GIVEN RECORDS section start

PR #345, opened 2018-05-09
Add transaction formats to reorg

mDuo13:
Made a couple changes compared to the mind map:

- Pseudo-transactions get their own subcategory (as they used to)
- Added a page for Transaction Metadata


ryangyoung (approved):
This looks good to me. I didn't read everything but I scanned headings and the config entries and nothing jumped out at me. I also built this locally and, from a quick scan, it looks good.

PR #346, opened 2018-05-09
Reorg ledger data formats

mDuo13:


jhaaaa:
LGTM!

Just mentioning a couple of things as a reality check:

- The [Internal Type][] column heading link for field table will be fixed when we move into linking fixing mode, correct?

- For Category and SubCategory landing pages, not just in this section but throughout - some have just the context-setting overview of child pages, and some have content AND the context-setting overview of child pages that displays after the content. Sometimes the content itself provides the overviews in some form. As a part of the UI content work I did, I'll open a ticket for me to review all of these pages after the full migration to tidy this up - does that sound okay? Ideally, we'll primarily use the autogeneration from blurbs functionality that you built.

jhaaaa (approved):

mDuo13:
Yeah, I think the "Internal Type" thing should get fixed when #345 is merged because that one adds it to the common links?

And you're right about the landing page inconsistency. It would be nice to figure out exactly how we want that to work and get it working for more things. Gotta add the page-toc sidebar to the landing template for the landing pages that have more than trivial content though.

PR #348, opened 2018-05-09
Reorg 'The rippled Server' concepts

mDuo13:
Some of this content is a _little_ out of place in "Concepts", but I'm trying not to get too deep into slicing and dicing content up at this point.


jhaaaa (approved):
LGTM

PR #343, opened 2018-05-09
Reorg admin methods

ryangyoung:
Updates config file to match new structure.

PR #350, opened 2018-05-10
reorg public methods

jhaaaa:


mDuo13 (changes requested):
Almost the exact same feedback as I had on the first draft of #343 (which is probably a sign my instructions were lacking).

- The method files need to be updated to change their header levels. They should start at h1. Currently they start at h2. Be sure to also promote the other headers. You can do this with a regular expression find/replace in Atom:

GIVEN RECORDS section end

TASK TO COMPLETE — Return exactly the line that contains "And you're right" and every line after it, through the last line of the records.

EXERCISE SOLUTION —
And you're right about the landing page inconsistency. It would be nice to figure out exactly how we want that to work and get it working for more things. Gotta add the page-toc sidebar to the landing template for the landing pages that have more than trivial content though.

PR #348, opened 2018-05-09
Reorg 'The rippled Server' concepts

mDuo13:
Some of this content is a _little_ out of place in "Concepts", but I'm trying not to get too deep into slicing and dicing content up at this point.


jhaaaa (approved):
LGTM

PR #343, opened 2018-05-09
Reorg admin methods

ryangyoung:
Updates config file to match new structure.

PR #350, opened 2018-05-10
reorg public methods

jhaaaa:


mDuo13 (changes requested):
Almost the exact same feedback as I had on the first draft of #343 (which is probably a sign my instructions were lacking).

- The method files need to be updated to change their header levels. They should start at h1. Currently they start at h2. Be sure to also promote the other headers. You can do this with a regular expression find/replace in Atom:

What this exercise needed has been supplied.